Haven't seen the CopperVape squonker available here in SA either. 

But if you are looking for a Squonker then have a look at the Paddy Vapes Leprechaun... locally made and good quality!
http://www.ecigssa.co.za/forums/Paddy-vapes/

@Justin Pattrick is the man to talk to.

Reactions: Like 2 | Agree 1 | Thanks 1


----------



## Mahir (28/11/16)

Rob Fisher said:


> No one sells REO's in SA and you have to go direct to www.reosmods.com
> 
> Haven't seen the CopperVape squonker available here in SA either.
> 
> ...



Thanks Rob =)

Reactions: Like 1


----------



## incredible_hullk (1/12/16)

@Mahir the leprechaun is an awesome mod..u wont wrong with it..made to order in SA I believe new batch early next year

It does have an adjustable 510 and I love the ergonomic location of the squonk bottle plus it looks very larney


----------



## Mahir (1/12/16)

incredible_hullk said:


> @Mahir the leprechaun is an awesome mod..u wont wrong with it..made to order in SA I believe new batch early next year
> 
> It does have an adjustable 510 and I love the ergonomic location of the squonk bottle plus it looks very larney


Okay thanks for the reply, so they are currently out of stock?


----------



## incredible_hullk (1/12/16)

Mahir said:


> Okay thanks for the reply, so they are currently out of stock?
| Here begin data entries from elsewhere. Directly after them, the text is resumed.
PR #342, opened 2022-01-20
OE-326/mobile-webview

kristojorg:
This is a POC that removes header/footer for mobile user agents. We would probably want to refactor a bit to reduce duplication, but that shouldn't be difficult.


src/pages/[library]/_middleware.ts
```diff
@@ -0,0 +1,28 @@
+import { NextRequest, NextFetchEvent, NextResponse } from "next/server";
+
+const IOS_WEBVIEW_UA =
+  "Mozilla/5.0 (iPhone; CPU iPhone OS 15_1 like Mac OS X) AppleWebKit/605.1.15 (KHTML, like Gecko) Mobile/15E148";
```
Comment (ettore) [inline src/pages/[library]/_middleware.ts:4]: this will change based on the device iOS version. For instance the `15_1` will change for every minor release. Similarly for WebKit version and the string after `Mobile/`. I wonder if we should just add a header to every web-view requests...

Comment (kristojorg) [reply src/pages/[library]/_middleware.ts:4]: Yea we should add a header. Hopefully that header will persist between web-view navigations too. Let's try it.

PR #351, opened 2022-02-01
[WIP] OE-285

samanthaandrews:


Toxiapo (commented):
I am not sure If I am testing this correctly. I see the offline message after clicking on a book.

https://user-images.githubusercontent.com/14434233/153272136-7865e26e-69ba-46ef-ae83-8a0464b3f636.mov

samanthaandrews:
> I am not sure If I am testing this correctly. I see the offline message after clicking on a book.
> 
>  Screen.Recording.2022-02-09.at.2.04.51.PM.mov

Weird, this is what I am seeing. 

https://user-images.githubusercontent.com/34348332/153275356-6dc5e394-45cf-4544-bdeb-9992442c1b98.mov

I'm not sure if there is much we can do to prevent the offline message from showing at a certain point without using a PWA. I know we previously set this up but then disabled it. I think we can re-enable it now that we have webpack 5 up and running. I see this as a ticket in the current sprint https://jira.nypl.org/browse/OE-291, but I also see there is a bullet point in the issue for some UX input and I'm not sure if we've received that yet. @Toxiapo feel free to assign that ticket to me if you'd like me to take a look and follow up with UX!

Toxiapo:
> > I am not sure If I am testing this correctly. I see the offline message after clicking on a book.
> > Screen.Recording.2022-02-09.at.2.04.51.PM.mov
> 
> Weird, this is what I am seeing.
> 
>  Screen.Recording.2022-02-09.at.12.20.13.PM.mov 
> I'm not sure if there is much we can do to prevent the offline message from showing at a certain point without using a PWA. I know we previously set this up but then disabled it. I think we can re-enable it now that we have webpack 5 up and running. I see this as a ticket in the current sprint https://jira.nypl.org/browse/OE-291, but I also see there is a bullet point in the issue for some UX input and I'm not sure if we've received that yet. @Toxiapo feel free to assign that ticket to me if you'd like me to take a look and follow up with UX!

sure thing, thank you!

kristojorg (commented):
I have thought about this ticket and I think we should close it actually. Here are my reasons:

1. Offline browsing isn't a goal currently (as discussed in our recent meeting)
2. The only change I see is that we don't throw FetchErrors or other errors originating from fetch logic anymore. While it makes sense to show the page information we _do_ have, I think if we want to be offline capable, we would want to show some kind of UX here for the error we caught. But like I said, we don't have offline browsing as a goal, so I think better to not swallow errors for the time being.

PR #353, opened 2022-02-03
OE-342: Refactor fetching logic

kristojorg:
This is a little refactor that makes our fetch logic much more composable, which will make it easier to extract out of CPW into a shared module in the future.


samanthaandrews (approved):
LGTM

PR #359, opened 2022-02-10
OE-347 listview-loader

kristojorg:
This is a simple PR to provide fallback data to the infinite listview so we don't see an initial loader when viewing those pages. To verify, simply click "view more" on the books for integration testing. You shouldn't see a loader.


samanthaandrews (approved):
nice!

PR #361, opened 2022-02-10
OE-339/static-pages

kristojorg:
This PR:

- Adds static files for the old marketing pages to `/public/_dotnet/`.
- Adds "rewrites" in next.config.js to those files in `_dotnet`. So we rewrite `/faq` to `/_dotnet/faq`. 
- Adds rewrites to allow the JS, image and css requests from those files to properly land in `_dotnet`.
- Adds redirects from `/slug.html` to `/slug`, because some of the links on dotnet go to .html urls.
- Adds a new marketing header component written with **Chakra** instead of theme-ui. This is because we would like to ultimately migrate to Chakra from theme-ui. The marketing pages will be our first opportunity to do so, and this starts to set us up for that.
- Updates the `Footer` component with different links that are not dynamic based on the auth document but hardcoded.

Note that switching between the home page and the other marketing pages you will see a difference in header design. This is going to be the case until we get new designs for all the marketing pages.


src/marketing/Layout.tsx
```diff
@@ -0,0 +1,31 @@
+import { ErrorBoundary } from "components/ErrorBoundary";
```
kristojorg, line 1: I just extracted this out from the OpenEbooksLandingComponent so we can use it in future new marketing pages

src/components/Button/styles.ts
```diff
@@ -67,6 +67,7 @@ export const styleProps = (
           cursor: "default"
         }
       };
+    }
```
samanthaandrews, line 70: not really related to these changes but I'm thinking we should add `break;` statements at the end of each case

public/_dotnet/about.html
```diff
@@ -0,0 +1,372 @@
...
+            ages 4-14, comprised of 3,000 titles.
+          </li>
+        </ul>
+        <h4>
+          Are you a publisher who wants to make your content available to kids
+          in need?
+        </h4>
+        <ul class="actions">
+          <li>
+            <a href="contribute.html" class="button big">Learn More</a>
```
samanthaandrews, line 210: I see this reference to the `contribute.html` page but don't see this page in the ones added to this PR. The `app_acknowledgements.html` page is another one that is being referenced from our mobile apps (I have edited and deployed it in recent months from the openebooksdotnet repo, which is why I'm thinking about it), and I'm wondering if we need to add it to this PR as well.

I guess the larger question here is: how do we make sure we're moving everything over that we need?

public/_dotnet/app_privacy.html
```diff
@@ -0,0 +1,38 @@
+<!DOCTYPE html>
+<html>
+  <head>
+    <meta charset="utf-8" />
+    <title>Open eBooks Privacy Policy</title>
+  </head>
+  <body>
+    <font face="arial">
```
Toxiapo, line 8: A ticket to remove HTML4 elements? haha

src/pages/index.tsx
```diff
@@ -1,14 +1,315 @@
 import React from "react";
-import { IS_OPEN_EBOOKS } from "utils/env";
-import OpenEbooksLandingPage, {
-  landingPageStaticProps
-} from "components/OpenEbooksLanding";
-import MultiLibraryHome from "components/MultiLibraryHome";
+import MarketingPageLayout, {
```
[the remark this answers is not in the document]
Toxiapo: I think we can remove the "MultiLibraryHome" component.

public/_dotnet/app_privacy.html
samanthaandrews: I too noticed this when fixing the `app_acknowledgements.html` page. Could be a good ticket to add to the backlog.

public/_dotnet/about.html
samanthaandrews: I did another pass to create a more complete list of pages & content we might be missing:
- `getstarted.html`
- `contribute.html`
- `app_acknowledgements.html`
- `getinvolved.html` (maybe the same as getinvolved.html?)
- `support.html`
- the `educators` page doesn't seem to be linking to the PDFs as we'd expect them to
- `app.html`, `app_acknowledgments.html`, `app_privacy.html`, and `app_user_agreement.html` are all likely being linked from the Open eBooks mobile app. I think it would be helpful for Miguel to determine if these all need to be moved. How is the app privacy different from the privacy policy we already have in the `privacy.html` page?

package.json
```diff
@@ -37,7 +37,7 @@
     "@bugsnag/plugin-react": "^7.14.0",
     "@csstools/normalize.css": "^12.0.0",
     "@emotion/react": "^11.7.1",
-    "@nypl/design-system-react-components": "^0.7.2",
+    "@nypl/design-system-react-components": "^0.25.9",
```
hokei, line 40: How are we using this?

hokei:
can you add a readme type of thing to the `/dotnet` folder just explaining what that folder is, like how future engineers should see this folder if we haven't managed to move everything out by the time we're gone

src/marketing/Header.tsx
```diff
@@ -0,0 +1,194 @@
...
+} from "@chakra-ui/react";
+import { Icon, IconNames } from "@nypl/design-system-react-components";
+import useUser from "components/context/UserContext";
+import Link from "next/link";
+import React from "react";
+
+const existingOEGray = "#383b43";
+const menuButtonColor = "gray.300";
+
+export default function Header() {
```
hokei, line 31: can you put some documentation in here differentiating this header from https://github.com/NYPL-Simplified/circulation-patron-web/blob/4d5393fa4ce6b98674043a07c682fabd59cb5209/src/components/Header.tsx ?

public/_dotnet/about.html
samanthaandrews: Ok confirmed with Miguel that we do need to move these pages, although he admits he did not think to include them in the original ticket. Here's the thread: https://nypl.slack.com/archives/C0153AFA1RS/p1644849000269259

src/components/Button/styles.ts
kristojorg: I think the `return` statements handle that. You should only need `break` if you don't return something, but hopefully these all do

public/_dotnet/app_privacy.html
kristojorg: What does this mean haha

src/components/Button/styles.ts
samanthaandrews: Ah you're right!

public/_dotnet/about.html
```diff
@@ -0,0 +1,372 @@
...
+    <script src="js/skel-layers.min.js"></script>
+    <script src="js/init.js"></script>
+    <noscript>
+      <link rel="stylesheet" href="css/skel.css" />
+      <link rel="stylesheet" href="css/style.css" />
+      <link rel="stylesheet" href="css/style-xlarge.css" />
+    </noscript>
+    <script>
+      (function (i, s, o, g, r, a, m) {
+        i["GoogleAnalyticsObject"] = r;
```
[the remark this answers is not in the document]
kristojorg: I'm not sure we would lose those analytics. The script is still on the page so I'm guessing it'll still fire. We should ask about whether we need them though

public/_dotnet/app_privacy.html
kristojorg: Yikes I had no idea haha

samanthaandrews (approved):

src/marketing/Header.tsx
hokei: Based on how my IDE is set up, I'm concerned I'd be importing the wrong `<Header>` all the time.  My preference would be to use `<MarketingHeader>`

hokei: But also I mostly meant putting in a jsdoc style thing explaining this component.

Toxiapo (approved):

PR #362, opened 2022-02-10
OE-320: Fix web reader back button not working in development

samanthaandrews:
When you clicked the "Return to Open eBooks (QA Server)" button in the web reader in development mode, the app wouldn't navigate back to the root collection as expected. It would just re-render the web reader page.

As far as I can tell this was only happening in development, but this meant we couldn't test the web reader's "back" button functionality in Cypress.

It seemed the issue was coming from not appropriately passing the `sx` styles prop down to the `<BaseLink />` component. I also updated the `borrow-read-return` Cypress test in the `server-e2e` folder and it is now passing.


Toxiapo (approved):
Nice, I wonder how you figure that out, that's super weird.

The button is working as expected and has more test coverage, so this is LGTM! 🎉

samanthaandrews:
> Nice, I wonder how you figure that out, that's super weird.

Debugging steps went something like this:
1. Try replacing the `<Link />` component with a regular `<a href="/" />` tag to determine if it was indeed something within the Link component that was causing the problem. The regular `a` tag seemed to work fine, so I knew there was something going wrong within that component.
2. Make sure the <Link /> component was rendering an `a` tag in the DOM using the element inspector dev tools. It was indeed rendering everything as expected.
3. Do some quick googling to figure out if other people were having trouble with `next/link` following hrefs, and I did find a thread where some people were talking about CSS not playing well with `next/link`. So then I tried removing the `sx` prop from the `<Link />` component and that also seemed to fix the issue. From there I tried wrapping the children of the <Link /> in a separate `div` with the `sx` prop, which also seemed to work. Ultimately I determined that we just weren't passing the sx through all the way to the `a` tag.

PR #364, opened 2022-02-14
OE-335: Update README with Vercel deploy to prod instructions

samanthaandrews:
- Clean up README deployment instructions to describe our release process with Vercel https://jira.nypl.org/browse/OE-335


README.md
```diff
@@ -267,7 +269,16 @@ You can still run these tests locally, and they should pass as long as you aren'
 
 When creating links using `<Link>`, you don't need to worry about whether it is for a single or multi-library route config. Write the `as` and `href` like you would if the package only supported one-library setups, and the `<Link>` will prepend `/[libraryId]` to your routes if needed.
 
-# Deploying
+# Deploying with Vercel (currently using this deployment strategy—the Docker instructions are outdated)
```
samanthaandrews, line 272: I added this which describes the deployment process with Vercel and the changes in this PR. I didn't remove the Docker instructions since I know we have a ticket for the next sprint to re-implement our Docker deployments. I figured in that ticket we should update the README again to reflect the new Docker process.

.github/workflows/release-prod.yml
```diff
@@ -16,26 +16,48 @@ jobs:
...
-
-      - name: Release
-        id: create_release
-        if: steps.autotagger.outputs.tagname != ''
-        uses: actions/create-release@v1.0.0
+          tag: ${{ steps.bump-semver.outputs.new_version }}
+          message: '${{ steps.bump-semver.outputs.new_version }}: PR #${{ github.event.pull_request.number }} ${{ github.event.pull_request.title }}'
+
+      # generate and commit changelog
+      - name: Run Changelog CI
```
samanthaandrews, line 46: We can do fancier stuff with the changelog CI action by adding a config file to the repo and using more specific labels on PRs. I don't think this is really necessary but nice to know it exists if we decide to use it: https://github.com/marketplace/actions/changelog-ci

.github/workflows/oe-e2e-cypress.yml
```diff
@@ -1,4 +1,4 @@
-name: Open Ebooks End-to-End Tests with Cypress
```
kristojorg, line 1: Maybe rename this file `chron-e2e-cypress`?

.github/workflows/prod-e2e-cypress.yml
```diff
@@ -0,0 +1,66 @@
...
+env:
+  GH_PACKAGE_AUTH_TOKEN: ${{ secrets.GH_PACKAGE_AUTH_TOKEN }}
+
+jobs:
+  cypress-tests:
+    name: Cypress Tests
+    runs-on: ubuntu-latest
+    ## only run this check on deployments that build with the openebooks-qa.vercel.app url (aka pull requests to the production branch)
+    ## because we cannot check for the branch reference on a deployment_status event trigger
+    if: github.event.deployment_status.state == 'success' && github.event.deployment_status.environment == 'Preview – open-ebooks-web' && github.event.deployment_status.target_url == 'https://openebooks-qa.vercel.app'
```
kristojorg, line 14: Since we are now using staging.openebooks.org, can we change to that url actually? And maybe change the daily chron jobs as well?

.github/workflows/release-prod.yml
```diff
@@ -16,26 +16,48 @@ jobs:
...
 
-        # the tag will match the package.json version (eg. v1.0.0)
-      - name: Tag
-        id: autotagger
-        uses: butlerlogic/action-autotag@stable
+      # output a semver update level major, minor, patch from a pull request release label
+      # labels are release/major, release/minor, and release/patch
+      - uses: actions-ecosystem/action-release-label@v1
+        id: release-label
+        if: ${{ github.event.pull_request.merged == true }}
```
kristojorg, line 23: Will the workflow fail if there is no label assigned?

.github/workflows/release-prod.yml
```diff
@@ -16,26 +16,48 @@ jobs:
...
+        if: ${{ steps.release-label.outputs.level == 'major' || steps.release-label.outputs.level == 'minor' || steps.release-label.outputs.level == 'patch' }}
         env:
           GITHUB_TOKEN: ${{ secrets.GITHUB_TOKEN }}
         with:
-          tag_name: ${{ steps.autotagger.outputs.tagname }}
-          release_name: ${{ steps.autotagger.outputs.tagname }}
+          tag_name: ${{ steps.bump-semver.outputs.new_version }}
+          release_name: ${{ steps.bump-semver.outputs.new_version }}
           # use the body of the PR commit as the release body
           body: ${{ github.event.pull_request.body }}
```
kristojorg, line 62: Is it possible to get the changelog output into the body of the github release?

kristojorg (commented):
Looks good, just a couple small things

.github/workflows/prod-e2e-cypress.yml
```diff
@@ -0,0 +1,66 @@
...
+env:
+  GH_PACKAGE_AUTH_TOKEN: ${{ secrets.GH_PACKAGE_AUTH_TOKEN }}
+
+jobs:
+  cypress-tests:
+    name: Cypress Tests
+    runs-on: ubuntu-latest
+    ## only run this check on deployments that build with the openebooks-qa.vercel.app url (aka pull requests to the production branch)
+    ## because we cannot check for the branch reference on a deployment_status event trigger
+    if: github.event.deployment_status.state == 'success' && github.event.deployment_status.environment == 'Preview – open-ebooks-web' && github.event.deployment_status.target_url == 'https://openebooks-staging.vercel.app'
```
kristojorg, line 14: I don't think this is the right url. I think you want staging.openebooks.org

samanthaandrews:
I am second-guessing a lot of this... I did a test run and the bump-semver created a tag with version 3.1.4 or something that seems very off. Going to move this back to draft until I come back to it.

.github/workflows/prod-e2e-cypress.yml
samanthaandrews: The last time we made a PR to `production` branch, vercel built a target_url at `openebooks-qa.vercel.app`, so I just want to confirm that by changing it to staging.openebooks.org, this check will still pass.

I'm realizing that by running these tests on staging.openebooks.org we won't catch issues related to the environment variables being off in Vercel, which is what happened in one of our recent releases. Not sure if there is any way around that, though.

.github/workflows/release-prod.yml
samanthaandrews: I added a `release.yml` file to the `.github` directory, which is described in the docs as a way to generate automatic release notes based on the PRs that have been merged since the last release: https://docs.github.com/en/repositories/releasing-projects-on-github/automatically-generated-release-notes#configuring-automatically-generated-release-notes

samanthaandrews:
Ok I ended up changing this PR to only include the Cypress tests to run on staging.openebooks.org and update the README with our Vercel deploy instructions. since we're moving to a docker deploy process, i'm going to hold off on doing the automatic changelog and release tags until that piece is completed. i learned a lot about these github actions while working through this so now I have a better idea of what's possible, but i'm still noodling on the best way to release to prod without making two PRs. i don't want staging and production branches to become out of sync if we can avoid it. @kristojorg let's chat about exactly what we'd like to see so I can write up a ticket describing it.

.github/release.yml
```diff
@@ -0,0 +1,4 @@
+changelog:
+    - title: Changelog
+      labels:
+        - "*"
```
kristojorg, line 4: Do we need this still?

.github/workflows/prod-e2e-cypress.yml
```diff
@@ -0,0 +1,66 @@
+name: Production End-to-End Cypress Tests
```
kristojorg, line 1: I think this should be renamed, it's not production is it? It's testing staging on new deploys

.env
```diff
@@ -1,5 +1,5 @@
 # must set a config file
-CONFIG_FILE=/app_config/open-ebooks-config.yml
```
kristojorg, line 2: We currently have a `/config` folder added to the gitignore. Should we just be using that folder, or are we intending to commit these config files to the repo? I think we could commit a dev only config file (without bugnsag), but not the prod one

kristojorg (changes requested):
This seems good, but had a couple questions. I think we should change the PR name as well to remove the other ticket name just in case. In the future, we might switch the Lerna which has auto changelog updating built in, so I think it makes sense to wait on that aspect.

.github/release.yml
samanthaandrews: I think we should keep it to see if it generates release notes in the github release. The [docs](https://docs.github.com/en/repositories/releasing-projects-on-github/automatically-generated-release-notes) say that it does, but I'm unsure if it will work with the `actions/create-release@v1.0.0` that we're using.

.env
samanthaandrews: We need to commit the open ebooks config in order to build the app and run the Cypress tests in CI. I just noticed we had two files for open ebooks, so I removed one. The remaining `opene.yml` doesn't include bugsnag. It looks like this:

```
instance_name: qa-web.openebooks.us
companion_app: openebooks
show_medium: false
libraries:
  app: "https://qa-circulation.openebooks.us/USOEI/authentication_document"
media_support:
  application/vnd.librarysimplified.axisnow+json: show
openebooks:
  default_library: app
```

.github/release.yml
samanthaandrews: If it doesn't do what's expected in our next release to Prod, I'll remove it.

.github/workflows/prod-e2e-cypress.yml
kristojorg: So I _think_ we want to test staging.openebooks.org because when making a PR to prod, this should represent the exact code that will go to production. The exceptions are:

1. This url will deploy against the QA circulation manager, not production
2. There _can_ be environment variable differences between these staging.openebooks.org and openebooks.org. However, this risk is very difficult to mitigate. 

What happened in the last problem we experienced was that the env vars for _both_ staging.openebooks.org and openebooks.org were incorrect in vercel. So this should, at least, protect us against that.

.env
kristojorg: Ok perfect, so we will have the non-production version committed. We should probably make a ticket to move all of this configuration into ENV vars in the `.env` file as part of removing the multi-library setup. Seems like a pretty easy first part of that ticket.

kristojorg (approved):
I guess you can make a PR to prod just to see if the `target_url` is indeed staging.openebooks.org. I can't imagine it's openebooks-qa.vercel.app, but maybe it's openebooks-staging.vercel.app now, since that might be the "base" domain vercel uses for the branch, which is then aliased to staging.openebooks.org, and vercel might just sent the base domain in the github event.

Otherwise, looks great to me!

.github/workflows/prod-e2e-cypress.yml
samanthaandrews: Ok I made a draft PR to production to test what the `github.event.deployment_status.target_url` variable is, and it looks like it is currently building at whatever I named the branch .vercel.app. So in the draft PR, it's `https://open-ebooks-web-git-prod-test-vercel-deploy-nypl.vercel.app/`.

Is there a way within Vercel to alias preview URLs to the `production` branch to `staging.openebooks.org`? Since this workflow runs on the `deployment_status` event, instead of on `push` or `pull_request` events, we don't have access to the git branch name in the workflow, and I need to check for something else in this `if` statement to ensure this workflow runs only on pull requests to the `production` branch.

kristojorg: Huh really strange. How did this work properly before then I wonder. I'll do some digging

.env
samanthaandrews: Yeah I agree. This will also be more of a standardized setup based on how other projects are being deployed here at the library. I know DRB uses env vars too.

PR #451, opened 2020-10-06
Add dark/light mode

### LINKED ISSUE #426: Add dark and light mode
The official site lets you switch easily between dark and light mode. This is neat but I think just doing it on users os settings is fine: https://developer.mozilla.org/en-US/docs/Web/CSS/@media/prefers-color-scheme

LMulvey:
Closes #426 

- Used Tailwinds Screens functionality to allow tagging classes for `light-mode`
- Modified `src/style.css` to address a few global styles
- Unrelated to #426 but added a `tailwind-gen-watch` script for running PostCSS in watch mode–works well in conjunction with HMR

I'm not a great designer so by all means if you want a few styling changes, just reach out. Tested in Chrome and Firefox.  Default styles are still "dark" with the media queries exclusively for light mode.

light-mode-3
light-mode-2
light-mode-1


jenkoian:
@LMulvey this is incredible work. Only thing I could find which I think we need to fix is a dark version of the loading animation. https://github.com/jenkoian/hacktoberfest-checker/blob/master/src/pages/User/components/PullRequests/LoadingIcon/loading-icon.gif which is currently white. Are you able to fix?

LMulvey:
@jenkoian Done! 

Sorry, I had been working with the white theme and completely forgot there used to be a loading icon there. I kept the same icon but did some "photoshop magic" to update it for a light theme.

jenkoian:
Thanks @LMulvey looks good, one super minor thing, when I run `npm run tailwind-gen` (not the watch version) I get a slight different `index.css` - just in case it some difference when running `watch` would you mind just re-running `npm run tailwind-gen` to see if you do get different output? It could also be down to differences in node version so make sure you do `nvm use` firs too in case you haven't be.

Anyway super minor thing, amazing work 🤩

LMulvey:
@jenkoian That was 100% it! Forgot to check for a `.nvmrc` before getting started. I've re-generated the CSS with the correct Node version. Hopefully, that will avoid future conflicts on the file.

jenkoian:
Thanks, I still get a slightly different result, but as it's a compiled file, don't worry for now, can fix subsequently - thanks so much for this 🙌

PR #460, opened 2020-10-19
fix hover blue link on light mode

jun-low:
When I hover the register link on the top of the page, it looks like disappear because it's the same color as the background color.
Screenshot 2020-10-18 at 22 01 12

Update with one of the light mode colors in tailwind config:
Screenshot 2020-10-18 at 22 00 58


jenkoian:
Thanks @jun-low !

PR #475, opened 2020-10-31
chore: Refactor UsernameForm component to function component

MihirGH:
Converted UsernameForm from class to function component

Replaced usage of `withRouter` HOC to `useHistory` hook


jenkoian (approved):
Sorry for the delay but this is great, do you want me to merge or would you rather re-submit in a few days time so it counts towards your 2021 stats?

jenkoian:
Going to merge, thanks for your efforts.

PR #570, opened 2021-09-29
Updated the tailwind css package version

PGNITH:
I've Succesfully Updated the tailwind css package from version 1.9.4 to the current latest version 2.2.16

### DIFF
--- a/package.json
+++ b/package.json
@@ -61,7 +61,7 @@
     "prettier": "^2.1.2",
     "pretty-quick": "^3.1.0",
     "serialize-javascript": "^5.0.1",
-    "tailwindcss": "^1.9.4",
+    "tailwindcss": "^2.2.16",
     "typescript": "^4.0.3"
   },
   "husky": {


jenkoian:
Does it work? Have you tested it? Any new features we unlock? Also, may be worth re-opening in October if you want it to count towards your stats? :)

PGNITH:
Yeah it works fine.
It has a lot of new bug fixes like:
          Improved accessibility of default link focus styles in Firefox 
          Fixed animation variants corrupting keyframes rules
          Ignore escaped commas when splitting selectors to apply prefixes
          Nesting: Maintain PostCSS node sources when handling @apply
          Fix support for animation lists
           Fix arbitrary value support for object-position utilities
          Abort watcher if stdin is closed to avoid zombie processes
          Ignore arbitrary values with unbalanced brackets
And there are much more fixes which the previous version 1.9.4 didn't have.

jenkoian:
@PGNITH thanks, I think there's a few extra things we'd need to take care of:

* We'd need to update the [docker image](https://github.com/jenkoian/hacktoberfest-checker/blob/master/Dockerfile#L1) (and the README) to be node 12 (or poss 14)  https://tailwindcss.com/docs/upgrading-to-v2#upgrade-to-node-js-12-13-or-higher

* Need to make sure our colour palette remains in tact https://tailwindcss.com/docs/upgrading-to-v2#configure-your-color-palette-explicitly

* Check font size remains in tact https://tailwindcss.com/docs/upgrading-to-v2#configure-your-font-size-scale-explicitly

* Ensure postcss and autoprefixer are updated also https://tailwindcss.com/docs/upgrading-to-v2#install-tailwind-css-v2-0-and-post-css-8

* Ensure the `package-lock.json` is updated too

Widi-ps:
why when I write `$ npm run tailwind-gen` it appears like this. Is there something wrong?
image

jenkoian:
@Widi-ps on this branch or master?

Widi-ps:
@jenkoian I think on master, I clone this repo then I started to run the installation but when `$ npm run tailwind-gen` it appears like that. Should I change into branches?

jenkoian:
@Widi-ps it seemed to work for me ok, make sure you're on a supported version of node by using `nvm` (`nvm use`)

Widi-ps:
@jenkoian it still doesn't work, even though I've used nvm lts. is there no error in postcss? or maybe there is another thing that I've missed because at the results something missing with )


image


image

jenkoian:
@Widi-ps I suspect it's a Windows thing or something, this is what it does under the hood:

`node ./node_modules/.bin/postcss ./src/style.css -o ./src/index.css`

So whatever the equivalent of that is that runs ok on your system? I think it could prob be simplified to `postcss ./src/style.css -o ./src/index.css` within `package.json` because npm will add the node_modules to the path implicitly.

jenkoian:
@Widi-ps please try this branch https://github.com/jenkoian/hacktoberfest-checker/pull/594 and if it still doesn't work, try the suggestion in the PR description

PR #583, opened 2021-10-01
Added support for smarter combination of PRs and MRs.

### LINKED ISSUE #576: Smarter combination of PRs and MRs
Currently pull requests from github and merge requests from gitlab and simply concatenated together which means the gitlab ones will just appear after the github ones. What would be better if we merged them smartly so they are combined and ordered by date.

dolamanee6122:
Both PRs and MRs are sorted by date and the most recent ones will come first.

Closes #576

### DIFF
--- a/api/controllers/pr/index.js
+++ b/api/controllers/pr/index.js
@@ -1,5 +1,6 @@
 'use strict';
 
+const moment = require('moment');
 const logCallsRemaining = require('./logCallsRemaining');
 const findGithubPrs = require('./findPrs/github');
 const findGitlabPrs = require('./findPrs/gitlab');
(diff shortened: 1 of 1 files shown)


api/controllers/pr/index.js
```diff
@@ -29,8 +30,15 @@ exports.index = (req, res) => {
         return Promise.reject('notUser');
       }
 
-      // Combine github PRs with the gitlab MRs.
-      prs = prs.concat(mrs);
+      // Combine github PRs with the gitlab MRs in sorted order.
+      // Most recent PRs/MRs will come first.
+      prs = prs.concat(mrs).sort((pr1, pr2) => {
+        const date1 = moment(pr1.created_at, 'MMMM Do YYYY');
+        const date2 = moment(pr2.created_at, 'MMMM Do YYYY');
```
jenkoian, line 37: I was testing this out in jsfiddle https://jsfiddle.net/xzv4a6um/ and I had to remove the `'MMMM Do YYYY'` bit for it to work, otherwise was just getting invalid date. Should we remove it?

dolamanee6122: I looked at the format of `created_at` for PR which looks like "October 1st 2021".
This is because `created_at` is getting formatted to `MMMM Do YYYY` [Here](https://github.com/jenkoian/hacktoberfest-checker/blob/abee8e4d61ce1b26a0bc332ae8b04b8e0ef801bd/api/controllers/pr/findPrs/github/index.js#L45)

```
created_at: moment.utc(event.created_at).format('MMMM Do YYYY')
```
So If I remove  `MMMM Do YYYY`, then the above line also need to be changed to something like this
```
created_at: moment.utc(event.created_at)
```
Then It will work.

jenkoian: @dolamanee6122 Good spot! I forgot we were doing that 😆 - thanks that makes sense 😃

jenkoian:
Thanks!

yeah they dont hold stock but make once u order...


----------



## Johan Heyns (1/12/16)

All of the above and check the classifieds, reos although scarce pop up occasionally. That is if you're interested in buying secondhand.


----------



## Johan Heyns (1/12/16)

There are also regulated squonk mod options, like the therion dna75 or COV Wraith 80w.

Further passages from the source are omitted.